An unverified video posted on the “Razgruzka Wagner” (Wagner’s Combat Vest) Telegram channel showed a scene in a forest where small fires were burning and trees appeared to have been damaged by explosions.

Prigozhin said the Wagner Group commanders’ council has vowed to punish Shoigu.

“The evil that the military leadership of the country is responsible for must be stopped. They neglect the lives of soldiers, they forgot the word ‘justice,’ which we will bring back,” he said.

“Therefore, those who killed our guys today, those who killed tens, many tens of thousands of lives of Russian soldiers, will be punished,” he said, announcing that his forces would begin a march to secure justice for the lost fighters.

Early Saturday, according to audio posted on Telegram, Prigozhin said he and his men had crossed into Russia.

“Everyone who will try to put up resistance … we will consider it a threat and destroy it immediately, including any checkpoints that will be in our way and any aircraft that we see over our heads. I am asking everyone to remain calm and not succumb to provocations, stay in their homes. It is advisable not to go outside along the route of our movement,” he continued.

“After we finish what we started, we will return to the front to defend our Motherland,” Prigozhin said. “There are 25,000 of us, and we are going to figure out why this country is in such a mess. Twenty-five thousand are expected as a tactical reserve, and the strategic reserve is the whole army and the whole country. Everyone who wants to join. We must end this disgrace,” he said.

The Russian Defense Ministry rejected Prigozhin’s claim, and the NAC said it has opened a criminal inquiry into Prigozhin on charges of calling for a military coup. According to Russian state news agency TASS, the FSB is calling on Wagner fighters “not to follow Prigozhin’s criminal orders” and to detain him.

Military vehicles have been seen on Moscow streets, Reuters reported.

In Washington, the White House said it is monitoring the situation and consulting with allies, National Security Council spokesperson Adam Hodge said Friday.

The Interfax news agency quoted Kremlin spokesperson Dmitry Peskov as saying that President Vladimir Putin has been briefed on the developments and “necessary measures are being taken.”
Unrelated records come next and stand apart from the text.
PR #4307, opened 2015-12-14
Extend service resource to support masking

davide125:
On systemd machines, services can be stopped, disabled or masked (see http://0pointer.de/blog/projects/three-levels-of-off.html and http://www.freedesktop.org/software/systemd/man/systemctl.html#is-enabled%20NAME... for details). 

This patch adds support for managing the masking state of a service, e.g. doing
```
service 'foo' do
   action :mask 
end
```
will make the 'foo' service masked. The implementation is based off the existing logic for enable/disable.


coderanger:
This needs default implementation on the service base class that raises NotImplementedError. Also I don't think we can do anything about it but state_attrs are literally the worst (´༎ຶД༎ຶ`)

davide125:
@coderanger I've used UnsupportedAction instead for consistency with the rest of the code.

coderanger:
:+1: on that.

What other service providers are going to implement this? If "mask" is a systemd-specific action I'm not super gung-ho about adding it here vs. the systemd cookbook.

davide125:
@coderanger I think on regular sysv init the equivalent action would be doing chmod -x on the init script. I'm not terribly familiar with other init implementations but I think the concept (force disabling a service so that it cannot be started unless manually reactivated) is a reasonably common one. @jaymzh  was also suggesting offline that if we want to make this systemd-specific another way to implement it could be with a subclass (akin to how package / yum_package is done).

coderanger:
There is precedent with `:purge` on the package resource but I think that was a mistake and not something the emulate :-/

jaymzh:
@coderanger  should we do what we did with like `allow_downgrade` on `yum_package`? Make another resource that resolves to providing `package` on CentOS7?

coderanger:
Yeah, that's probably a better model since this isn't going to be a generic thing for all service providers.

lib/chef/resource/systemd_service.rb
```diff
@@ -0,0 +1,49 @@
...
+
+require 'chef/resource/service'
+require 'chef/provider/service/systemd'
+
+class Chef
+  class Resource
+    class SystemdService < Chef::Resource::Service
+      provides :service, os: "linux" do |node|
+        Chef::Platform::ServiceHelpers.service_resource_providers.include?(:systemd)
+      end
```
lamont-granquist: This is probably not the right approach to take for the service resource.  We lazy the evaluation of what kind of provider to invoke to converge time so that we can inspect the service and determine the correct provider.  With this change you may wind up with systemd resources wrapping non-systemd providers.

Another way of looking at this is that instead of doing provider resolver stuff with mutiple object classes for the service provider, what we maybe should have done is collapse the service provider down to a single resource which at converge time would choose the correct implementation to run based on inspecting the system.  That would keep the model 1:1 but delay the decision of the implementation to converge time.

In either case you lose the ability to do systemd-specific validation on the resource, early.  But you can't ever really do that because you don't know if you've really got a systemd service or not until converge time, long after the resource has been constructed.

So this is trying to do the right thing to get validation correct in the resource -- and normally i would approve of moving to a more 1:1 mapping between resource and provider -- but this is the one case that breaks that model.

ranjib:
i like the patch in its current form. is there any easy way to improve the lazy evaluation so that we can suppress it for cases like this.

lamont-granquist:
You have to pick a resource class at compile time to create the object to put it on the resource collection, and the validations happen at that time.

If we eliminated compile/converge mode entirely then this patch as its written would be more acceptable.

In the absence of that what we do is move validation logic into the provider and raise in define_resource_requirements after we know which kind of provider it really is.

I don't like the way it gets done, but this solution isn't any better and will create an even more complicated mess with different edge conditions.

Lets stick with how we already solve this problem, which is slightly bad, but at least has understood edge conditions.

lamont-granquist:
So, :-1:

And to be clear, this is a *very* context dependent argument that I'm making.  Its just the service provider that is special like this, because of the lazy compile-time selection of the correct provider to use.  For nearly every other case, I think the package provider model is vastly superior and gets the validation right (for chef >= 12).

coderanger:
@lamont-granquist Is that :-1: on the specifics or the style being used? I can't tell if you are advocating going back to the "add them as actions to `service`" or just a different way to implement this mode.

lamont-granquist:
I don't like this code:

```
    class SystemdService < Chef::Resource::Service
      provides :service, os: "linux" do |node|
```

service needs to resolve to Chef::Resource::Service for now.

lib/chef/provider/service/systemd.rb
```diff
@@ -67,6 +76,32 @@ def define_resource_requirements
...
+    end
+    load_new_resource_state
+    @new_resource.masked(true)
+  end
+
+  def action_unmask
+    if @current_resource.masked
+      converge_by("unmask service #{@new_resource}") do
+        unmask_service
+        Chef::Log.info("#{@new_resource} masked")
```
andrewhsu: Should probably log to info "unmasked" instead of "masked".

lib/chef/resource/systemd_service.rb
jaymzh: I see your objection, but I see no better way to do this. It's the same as `package 'foo' do allow_downgrade true end` which only works on yum but you can now do via `package`.

How do you actually suggest doing this?

jaymzh: Actually - don't we already do this?

from `service/debian.rb`

```
        provides :service, platform_family: 'debian' do |node|
          Chef::Platform::ServiceHelpers.service_resource_providers.include?(:debian)
        end
```

This seems to be following the existing pattern.

FTR, this is an actively blocker for us. We're monkeypatching this PR in now, but every day we go on adding uses of this is massively more painful if the upstream solution is different, so the sooner we can get an idea of what you think the proper solution is the better.

Also, i think other people are probably just manually making symlinks to /dev/null in /etc/ (which is what this does internally on `:mask`) which is... terrible and we should try to give them something more sane sooner.

lamont-granquist: That is from `provider/service/debian.rb` not from `resource/debian_service.rb`.  I don't have an issue with that on the provider.

I'd prefer to keep the service resource a single class and eat the `allow_downgrade` problem for now.

jaymzh: OK, so what's the right way to do that?

`yum_package` **resource** also responds to `package`:

```
    class YumPackage < Chef::Resource::Package

      provides :yum_package
      provides :package, os: "linux", platform_family: [ "rhel", "fedora" ]
```

so that you can allow_downgrade. You're saying you don't want stuff but you're not telling us what you DO want.

`service` as a resource needs to work on systemd systems and have the right actions available without people having to specify `systemd_service`. It's unclear what mechanism you want Davide to use to make that happen.

lamont-granquist: Just add the actions to the Chef::Resource::Service and ignore the problem that the other providers that aren't systemd services don't implement those actions and with NoMethodError instead of failing validation...

davide125: @lamont-granquist I think that's what I did originally in https://github.com/davide125/chef/commit/f433e35cb072ff99cb8c2673c740c13ade37b021 and later factored out per @coderanger advice. Is this what you mean here?

coderanger: Yeah, the original hope was to not add this to the overall `service` resource API, since it isn't an operation that really exists in any other system (arguable for sysvinit, but thats about it).

lamont-granquist: Yeah, but then you wind up hardcoding the `system` resource to the systemd service resource on the DSL for any system which has systemd and you lose the ability to lazy evaluate to a different provider later -- or worse you might wind up picking a systemd resource and pairing it up with a non-systemd resource at some later point.  Its not a big deal now because currently systemd assimilates distros like the borg, but i wouldn't necessarily assume that will always be the case forever.  And I'd rather put up with the service resource sprouting inaccurate validations than remove that flexibility.

davide125:
@lamont-granquist: ok, PR updated to not do the resource subclassing, lemme know if this looks better. I also fixed the spec and the tests pass fine for me now.

jaymzh:
Heya - @lamont-granquist

lamont-granquist:
:+1:

@thommay?

thommay:
looks good! :+1:

jaymzh:
:+1: 
Merging under my CCLA.

chef-supermarket:

* @davide125

PR #4308, opened 2015-12-14
Only warn about potentially duplicate properties during the resource initializer.

jkeiser:
There are a number of cases where people will construct a resource, initialize it, and then use properties from the resource to calculate other things during compilation. We want to not warn on these; we are really only trying to get rid of ambiguities during the `resource :x do ... end` block.


btm:
:+1:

Earlier Friday, Prigozhin said the Kremlin’s reasoning for invading Ukraine is based on lies fabricated by the army’s top brass. Prigozhin has for months openly accused Shoigu and Russia’s top general, Valery Gerasimov, of gross incompetence.

“The Defense Ministry is trying to deceive society and the president and tell us a story about how there was crazy aggression from Ukraine and that they were planning to attack us with the whole of NATO,” Prigozhin said in a video clip released on the Telegram messaging app by his press service.

He went on to accuse Shoigu: “The war was needed … so that Shoigu could become a marshal … so that he could get a second ‘Hero’ [of Russia] medal,” he added. “The war wasn’t needed to demilitarize or denazify Ukraine.”

The Wagner chief also attacked the ruling elite, saying greed fueled its desire to absorb the assets from Ukraine’s Donbas region. “The task was to divide material assets,” he said. “There was massive theft in the Donbas, but they wanted more.”

Some information for this story came from The Associated Press, Agence France-Presse and Reuters.